Task to complete => Return every line of the listing that includes the string "MapShed".

Source material =>
Issue #3710, opened 2025-09-16
PA DEP: Add UI for Point Source modifications in MapShed modeling


rachelekm:
Following work in #3709, add frontend UX to support selecting a point source dataset for MapShed modeling. Dropdown for point source datasets should mirror UI of existing modifiable data, specifically dropdown of Conservation Practice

Exercise result =>
PA DEP: Add UI for Point Source modifications in MapShed modeling
Following work in #3709, add frontend UX to support selecting a point source dataset for MapShed modeling. Dropdown for point source datasets should mirror UI of existing modifiable data, specifically dropdown of Conservation Practice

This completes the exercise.